(Collection entries)
----

PR #8562, opened 2022-11-07
Fix #8540 Session ID does not reset for web analytic

### LINKED ISSUE #8540: Session ID does not reset for web analytic
We notice 2 things with the sessionId in the web analytic event that is sent:
1. the same sessionId is passed for all users -> to reproduce create different users and check the session ID passed for each user in the request.
2. the session ID does not expire. what we expect -> if a user is not active for 30 minutes then the session ID should reset. Example: a user comes at 12:00 (session ID set to 1234) visits different pages, then leaves the website. Comes back at 12:15 (session ID is still 1234) does other things on the platform leaves again and comes back at 1:00PM (new session ID should be set 56789).

Currently a new session ID is set only if different browsers are being used.

Sachin-chaurasiya:
Closes #8540 
### Describe your changes :

I worked on issue #8540, which includes.

- Default we will set the expiry of 30 minutes
- If the user is inactive for 30 minutes then the session will expire and a new session will be created.
- If the user is active and interacting with pages then we will reset the expiration by extending the expiry to the next 30 minutes from the current timestamp.

Example :
Let's say the expiry is at "5:45:23 PM", and the user spent some time and then Interact with other pages in 2 minutes so the expiry time will be extended to "5:47:23 PM".
In case of inactivity expiry will remain at "5:45:23 PM".

cc: @harshach @TeddyCr 

#
### Type of change :

- [x] Improvement

#
</p>

#
### Checklist:

#
### Reviewers
@open-metadata/ui

### DIFF
--- a/openmetadata-ui/src/main/resources/ui/package.json
+++ b/openmetadata-ui/src/main/resources/ui/package.json
@@ -12,6 +12,7 @@
     "directory": "openmetadata-ui/src/main/resources/ui"
   },
   "dependencies": {
+    "@analytics/session-utils": "^0.1.17",
     "@ant-design/icons": "^4.7.0",
     "@apidevtools/json-schema-ref-parser": "^9.0.9",
     "@auth0/auth0-react": "^1.9.0",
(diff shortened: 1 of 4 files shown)


ShaileshParmar11 (approved):
Looks good!

chirag-madlani (approved):

PR #8623, opened 2022-11-09
Fixes #8135 - Implement partitioning config for profiler

### LINKED ISSUE #8135: Allow Profiler to run based on a partition
## Context
The profiler can currently run against sample data, though in some circumstances users may want to run a against specific partition range

## Solution
On the metadata ingestion side we pick up the partitionning of table which is then passed to the table entity. We need to 
1. add logic in the profiler workflow + UI to enable profiler to run by partition (will require to also specify the partition range)
2. if the database does not support partitionning natively, allow users to define a partition field directly from the platform

TeddyCr:
### Describe your changes :
Fixes #8135

We have introduced a `partitioning` key in the profilerConfig allowing user to define a profiler config.

#
### Type of change :

- [ ] Bug fix
- [x] Improvement
- [ ] New feature
- [ ] Documentation

#
### Checklist:

#


TeddyCr:
waiting for #8619 to be merge as bullseye is failling Python build

ingestion/src/metadata/interfaces/sqalchemy/mixins/sqa_mixin.py
```diff
@@ -93,30 +87,41 @@ def set_session_tag(self, session) -> None:
...
-                "partition_start": start,
-                "partition_end": end,
-                "partition_values": partition_config.partitionValues,
-            }
-
-        return None
+        if not partition_config:
+            return None
+
+        timedelta_mapping = {
```
pmbrull, line 103: nit - this could be a constant at the module

ingestion/src/metadata/orm_profiler/api/workflow.py
```diff
@@ -220,34 +220,60 @@ def get_profile_query(self, entity: Table) -> Optional[str]:
...
+        if (
+            hasattr(entity, "tableProfilerConfig")
+            and hasattr(entity.tableProfilerConfig, "partitioning")
+            and entity.tableProfilerConfig.partitioning
+        ):
+            return entity.tableProfilerConfig.partitioning
+
+        if (
+            hasattr(entity, "serviceType")
+            and entity.serviceType == DatabaseServiceType.BigQuery
```
pmbrull, line 243: do we have a followup issue to generalise this? Instead of handling it only for BQ cc @ulixius9

ingestion/src/metadata/test_suite/api/workflow.py
```diff
@@ -219,30 +222,57 @@ def _get_profile_query(self, entity: Table) -> Optional[str]:
 
         return None
 
-    def _get_partition_details(self, entity: Table) -> Optional[TablePartitionConfig]:
+    def _get_partition_details(
```
pmbrull, line 225: should we have a PartitionsMixin to centralise the partitioning details? I see we are repeating the logic for profiler and Test Suite

pmbrull (approved):
Thanks for the changes @TeddyCr, left some comments if you have the time. Otherwise let's open a ticket and tackle it later

ingestion/src/metadata/test_suite/api/workflow.py
TeddyCr: I am actually creating a util function. It does not even use `self`

ingestion/src/metadata/orm_profiler/api/workflow.py
TeddyCr: what do you mean? The partitioning config will be handled for all type of entities. We need that check as some BQ table will require partitioning (whether it is set or not in the config).

ingestion/src/metadata/test_suite/api/workflow.py
pmbrull: oh that's right, then we can directly move it out

ingestion/src/metadata/orm_profiler/api/workflow.py
pmbrull: sorry I think I got confused, forgot about the special BQ cols. I said nothing

pmbrull (approved):

Issue #8553, opened 2022-11-07
Parse Avro/Protobuf/JsonSchema in Ingestion


OnkarVO7:
**Feature**
Parse Avro/Protobuf/JsonSchema on ingestion side and pass the relevant data into the new APIs

PR #8654, opened 2022-11-10
Fix:#8553 Parse Avro/Protobuf/Json schemas

OnkarVO7:
### Describe your changes :

Fix https://github.com/open-metadata/OpenMetadata/issues/8553

#
### Type of change :

- [x] New feature

#
### Checklist:

#
### Reviewers

@open-metadata/ingestion


ingestion/src/metadata/utils/avro_parser.py
```diff
@@ -0,0 +1,35 @@
+#  Copyright 2021 Collate
```
pmbrull, line 1: Instead of putting all these in utils, let's create a module `parsers`. We should try to start cleaning things out from `utils` as much as possible into some names that have an actual meaning 😬

ingestion/src/metadata/utils/avro_parser.py
```diff
@@ -0,0 +1,35 @@
...
+import traceback
+
+import avro.schema as avroschema
+
+from metadata.utils.logger import ingestion_logger
+
+logger = ingestion_logger()
+
+
+def parse_avro_schema(schema):
```
pmbrull, line 25: can you please add the signature here? Both schema type and return type. For these functions that might be tricky, as we have different packages going on, typing can help us understand what we are doing

ingestion/src/metadata/utils/protobuf_parser.py
```diff
@@ -0,0 +1,204 @@
...
+import grpc_tools.protoc
+from pydantic import BaseModel
+
+from metadata.utils.helpers import snake_to_camel
+from metadata.utils.logger import ingestion_logger
+
+logger = ingestion_logger()
+
+
+class ProtobufDataTypes(Enum):
```
pmbrull, line 35: cool!

ingestion/src/metadata/utils/protobuf_parser.py
```diff
@@ -0,0 +1,204 @@
...
+
+
+class ProtobufParserConfig(BaseModel):
+    """
+    Protobuf Parser Config class
+    """
+
+    schema_name: str
+    schema_text: str
+    base_file_path: Optional[str] = "/tmp/protobuf_openmetadata"
```
pmbrull, line 87: let's document why this is needed and how this is used. It can be here itself in the docstring

pmbrull: otherwise magic paths can be tricky

ingestion/src/metadata/utils/protobuf_parser.py
```diff
@@ -0,0 +1,204 @@
...
+        module_path = module
+        return __import__(module_path, fromlist=[module])
+
+    def create_proto_files(self):
+        """
+        Method to generate the protobuf directory and file structure
+        """
+        try:
+            # Create a temporary directory for saving all the files if not already present
+            if not os.path.exists(self.generated_src_dir):
```
pmbrull, line 115: instead of the `os` module, let's stick to `pathlib`. We should be able to achieve the same, but that's what we use in other places of the code.

ingestion/src/metadata/utils/protobuf_parser.py
```diff
@@ -0,0 +1,204 @@
...
+            )
+
+            # import the python file
+            sys.path.append(self.generated_src_dir)
+            py_file = glob.glob(
+                os.path.join(
+                    self.generated_src_dir, f"{self.config.schema_name}_pb2.py"
+                )
+            )[0]
+            module_name = pathlib.Path(py_file).stem
```
pmbrull, line 155: aha you're already using it here hehehehe!

pmbrull (commented):
Thanks for the work! Nice exploration for protobuf. Left a few comments if you have the time.

General comment for the tests would be to try to cover as many types as possible and validate some "wrong" cases. E.g., malformed input, otherwise we are just handling generic Exception instead of having a controlled catalog of what can go wrong. For this, we can open an issue and tackle it later.

Thanks!

ingestion/src/metadata/utils/avro_parser.py
OnkarVO7: Should I create the it in the same level as the utils directory?

ingestion/src/metadata/utils/avro_parser.py
OnkarVO7: I'll add it 👍

ingestion/src/metadata/utils/protobuf_parser.py
OnkarVO7: Yes I'll add in the docstring

ingestion/src/metadata/utils/avro_parser.py
OnkarVO7: Created it in the same level as utils directory

pmbrull (approved):

OnkarVO7:
https://github.com/open-metadata/OpenMetadata/issues/8669
@pmbrull opened an issue for tests improvement

PR #8655, opened 2022-11-10
cast to bigint to avoid overflow when summing

### LINKED ISSUE #8430: SQLServer Profiler throw overflow error
The sum function will use the field dtype as the dtype of the returned value. If this value is bigger than the value field can hold an overflow error will be thrown. 

### Solution
Similar to what we implemented for BigQuery, we'll need to force the field dtype to bigint in the sum function
https://github.com/open-metadata/OpenMetadata/blob/main/ingestion/src/metadata/orm_profiler/orm/functions/sum.py

sfirke:
### Describe your changes :
Fixes #8430

I'm experiencing this overflow often in my MSSQL logs, often when an ID value or other large int value is summed.  This increases the overflow threshold for `sum()` from 2 billion (2^31) to 9 quintillion (2^63).

Most database variants are affected by this (see the issue for specifics) so I made this the generic function and then created a variant-specific version that doesn't cast, for Snowflake and Vertica.  That may not be necessary if the CAST from int to bigint would be ignored but I couldn't find out and don't have a way to test.

#
### Type of change :

- [x] Bug fix

#
### Checklist:

#
### Reviewers
@TeddyCr

### DIFF
--- a/ingestion/src/metadata/orm_profiler/orm/functions/sum.py
+++ b/ingestion/src/metadata/orm_profiler/orm/functions/sum.py
@@ -42,6 +42,7 @@ def _(element, compiler, **kw):
     proc = compiler.process(element.clauses, **kw)
     return f"SUM(CAST({proc} AS NUMERIC))"
 
+
 @compiles(SumFn, Dialects.Snowflake)
 @compiles(SumFn, Dialects.Vertica)
 def _(element, compiler, **kw):
--- a/ingestion/src/metadata/orm_profiler/orm/functions/sum.py
+++ b/ingestion/src/metadata/orm_profiler/orm/functions/sum.py
@@ -31,9 +31,9 @@ class SumFn(GenericFunction):
 
 @compiles(SumFn)
 def _(element, compiler, **kw):
-    """Handle case for empty table. If empty, clickhouse returns NaN"""
+    """Cast to BIGINT to address overflow error from summing 32-bit int in most database dialects, #8430"""
     proc = compiler.process(element.clauses, **kw)
-    return f"SUM({proc})"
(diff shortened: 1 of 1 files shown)


sfirke:
I didn't see where to test but if there's a metadata db that is tested against and someone wants to add an int column that sums to > 2^31, that could be useful for testing out new databases as they get added.

pmbrull (approved):
Thanks for handling this @sfirke, nice catch and elegant solution.

pmbrull:
@sfirke If possible just run `make py_format` from the project root to clean up the python checktyle. If you have any issues with that we can commit the clean directly here and merge. Thanks!

sfirke:
If you could run that `make py_format` on this branch that would be great.  I don't have a Linux environment today, I tried installing `make` on two Windows machines and it didn't go well 😅   Thanks Pere!

pmbrull:
> 

hehe the Windows curse. Ofc let me handle this. Thanks again

ingestion/src/metadata/orm_profiler/orm/functions/sum.py
```diff
@@ -31,13 +31,20 @@ class SumFn(GenericFunction):
...
-    return f"SUM({proc})"
+    return f"SUM(CAST({proc} AS BIGINT))"
 
 
 @compiles(SumFn, Dialects.BigQuery)
 def _(element, compiler, **kw):
     """Handle case where column type is INTEGER but SUM returns a NUMBER"""
     proc = compiler.process(element.clauses, **kw)
     return f"SUM(CAST({proc} AS NUMERIC))"
+
```
pmbrull, line 44:
```suggestion


```

pmbrull (approved):

PR #8707, opened 2022-11-14
Mapping from kpi to dichart(One to one)

mohityadav766:
### Describe your changes :

Added check to allow only creation of single Api per chart

#
### Type of change :

- [x] Bug fix
- [x] Improvement
- [x] New feature
- [ ] Documentation

#
### Checklist:

#

### DIFF
--- a/openmetadata-service/src/main/java/org/openmetadata/service/jdbi3/KpiRepository.java
+++ b/openmetadata-service/src/main/java/org/openmetadata/service/jdbi3/KpiRepository.java
@@ -25,6 +25,7 @@ import org.openmetadata.schema.type.FieldChange;
 import org.openmetadata.schema.type.Include;
 import org.openmetadata.schema.type.Relationship;
 import org.openmetadata.service.Entity;
+import org.openmetadata.service.exception.CustomExceptionMessage;
 import org.openmetadata.service.exception.EntityNotFoundException;
 import org.openmetadata.service.resources.kpi.KpiResource;
 import org.openmetadata.service.util.EntityUtil;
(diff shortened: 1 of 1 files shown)


openmetadata-service/src/test/java/org/openmetadata/service/resources/kpi/KpiResourceTest.java
```diff
@@ -44,6 +45,7 @@
 
 @TestMethodOrder(MethodOrderer.OrderAnnotation.class)
 @Slf4j
+@Disabled
```
nahuelverdugo, line 48: Add an issue for enabling it back?

openmetadata-service/src/main/java/org/openmetadata/service/jdbi3/KpiRepository.java
```diff
@@ -169,6 +171,14 @@ private EntityReference getDataInsightChart(Kpi kpi) throws IOException {
     return getToEntityRef(kpi.getId(), Relationship.USES, DATA_INSIGHT_CHART, true);
   }
 
+  public void validateDataInsightChartMapping(UUID chartId) {
+    // Each Chart has one unique Kpi mapping
+    List<CollectionDAO.EntityRelationshipRecord> record = findFrom(chartId, DATA_INSIGHT_CHART, Relationship.USES, KPI);
+    if (record.size() > 0) {
```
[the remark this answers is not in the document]
mohityadav766: if particular api has any chart associated that means size > 0 , then more kpi cannot be created for that charts, but if there are no chart to kpi mapping that is in case record == 0 , we should be able to create kpis, updating the function name

openmetadata-service/src/test/java/org/openmetadata/service/resources/kpi/KpiResourceTest.java
mohityadav766: almost every create fails currently , since internally test cases extending the EntityResource calls the createEntity , and since we have one to one mapping between chart and api , this will need some handling , will fix those later

nahuelverdugo (approved):

PR #8755, opened 2022-11-15
Fix race condition between Authorizer and BotResource

nahuelverdugo:
### Describe your changes :
`BotResource` depended on `DefaultAuthorizer` for adding the roles to the bot's users, but `DefaultAuthorizer` initialization happened after `BotResource` ones. Due to this bug, the `EntityUpdater` class instantiation failed with an NPE when the updating user of the updated entity was not an `admin` since the `SubjectCache` instance was initialized by the `DefaultAuthorizer`.

### Type of change :
- [x] Bug fix

### Checklist:

### Reviewers

### DIFF
--- a/openmetadata-service/src/main/java/org/openmetadata/service/security/policyevaluator/PolicyCache.java
+++ b/openmetadata-service/src/main/java/org/openmetadata/service/security/policyevaluator/PolicyCache.java
@@ -24,37 +24,37 @@ import java.util.UUID;
 import java.util.concurrent.ExecutionException;
 import javax.annotation.CheckForNull;
 import lombok.extern.slf4j.Slf4j;
-import org.jdbi.v3.core.Jdbi;
 import org.openmetadata.schema.entity.policies.Policy;
 import org.openmetadata.schema.entity.policies.accessControl.Rule;
+import org.openmetadata.service.Entity;
 import org.openmetadata.service.exception.EntityNotFoundException;
-import org.openmetadata.service.jdbi3.CollectionDAO;
 import org.openmetadata.service.jdbi3.EntityRepository;
-import org.openmetadata.service.jdbi3.PolicyRepository;
 import org.openmetadata.service.util.EntityUtil.Fields;
 
 /** Subject context used for Access Control Policies */
 @Slf4j
 public class PolicyCache {
-  private static final PolicyCache INSTANCE = new PolicyCache();
+  private static PolicyCache INSTANCE = null;
   private static volatile boolean INITIALIZED = false;
 
   protected static LoadingCache<UUID, List<CompiledRule>> POLICY_CACHE;
   private static EntityRepository<Policy> POLICY_REPOSITORY;
   private static Fields FIELDS;
 
-  public static PolicyCache getInstance() {
-    return INSTANCE;
-  }
-
-  /** To be called during application startup by Default Authorizer */
-  public static void initialize(Jdbi jdbi) {
+  private PolicyCache() {
     if (!INITIALIZED) {
       POLICY_CACHE = CacheBuilder.newBuilder().maximumSize(100).build(new PolicyLoader());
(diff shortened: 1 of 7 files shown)


mohityadav766 (dismissed):

openmetadata-service/src/main/java/org/openmetadata/service/security/policyevaluator/PolicyCache.java
```diff
@@ -55,6 +50,13 @@ public static void initialize() {
     }
   }
 
+  public static PolicyCache getInstance() {
```
sureshms, line 53: Is the initialization done only once during system startup? If so, let's document it. Otherwise, this will have concurrency issues.

openmetadata-service/src/main/java/org/openmetadata/service/security/policyevaluator/RoleCache.java
```diff
@@ -31,24 +31,22 @@
...
 
-  /** To be called only once during the application start from DefaultAuthorizer */
-  public static void initialize() {
-    if (!INITIALIZED) {
-      ROLE_CACHE = CacheBuilder.newBuilder().maximumSize(100).build(new RoleLoader());
-      ROLE_REPOSITORY = Entity.getEntityRepository(Entity.ROLE);
-      FIELDS = ROLE_REPOSITORY.getFields("policies");
-      INITIALIZED = true;
+  public static RoleCache getInstance() {
+    if (INSTANCE == null) {
```
sureshms, line 46: Same comment as befoe

harshach:
@nahuelverdugo isn't DefaultAuthorizer starting ahead of all the resources? during the server start

nahuelverdugo:
@harshach no, it is initialized [after](https://github.com/open-metadata/OpenMetadata/blob/main/openmetadata-service/src/main/java/org/openmetadata/service/OpenMetadataApplication.java#L166) the resources. I think we should take out from the resources the initialization of the system objects. For example, we initialize the Organization in the TeamResource [class](https://github.com/open-metadata/OpenMetadata/blob/185872ca0868993ee70992a1fe2fdfccd78189c0/openmetadata-service/src/main/java/org/openmetadata/service/resources/teams/TeamResource.java#L96) and we have a dependency on it on the UserRepository [here](https://github.com/open-metadata/OpenMetadata/blob/185872ca0868993ee70992a1fe2fdfccd78189c0/openmetadata-service/src/main/java/org/openmetadata/service/jdbi3/UserRepository.java#L62).

harshach:
@nahuelverdugo please look at the line 130 that's where we are creating the authorizer https://github.com/open-metadata/OpenMetadata/blob/main/openmetadata-service/src/main/java/org/openmetadata/service/OpenMetadataApplication.java#L130 ( register authorizer)
and on line 150 registerResources https://github.com/open-metadata/OpenMetadata/blob/main/openmetadata-service/src/main/java/org/openmetadata/service/OpenMetadataApplication.java#L153

mohityadav766:
hi @harshach 

1. It does get the constructor call before the resources init , but the initialize() method that inits the SubjectCache(), PolicyCache() etc is after the registering of resources , so before that if anywhere we use Entity.getEntityRepository(entity_name), it will always be null , the only way to use the repository before the resource registration is using jdbi object as example new UserRepository(jdbi.onDemand(CollectionDAO.class))
2. We do have a order that we follow using order in @CollectionAnnotation , but one always has to be take into account the order of initlization (PolicyRpository > RoleRepository > TeamRepository > userRepository > BotRepository)
3. user Repository is dependent organisation entry in DB , it can never be used before that entry is present in DB,  it throws exception otherwise "Entity Organisation not found"

harshach:
@mohityadav766 @nahuelverdugo if we initialize the cache instances after the resources initialize that would resolve it ?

----

ASSIGNMENT:
For the word "KpiRepository", go through the records and show each line that carries it.

ANSWER BELOW:
--- a/openmetadata-service/src/main/java/org/openmetadata/service/jdbi3/KpiRepository.java
+++ b/openmetadata-service/src/main/java/org/openmetadata/service/jdbi3/KpiRepository.java
openmetadata-service/src/main/java/org/openmetadata/service/jdbi3/KpiRepository.java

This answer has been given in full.